### What the task asks
An exact copy of the whole listing is required.

### Dataset extract
PR #9377, opened 2023-02-03
Still load legacy config if it exists instead of failing

cmcfarlen:
Everything is broken and I'm not prepared for records.yaml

### Worked solution
PR #9377, opened 2023-02-03
Still load legacy config if it exists instead of failing

cmcfarlen:
Everything is broken and I'm not prepared for records.yaml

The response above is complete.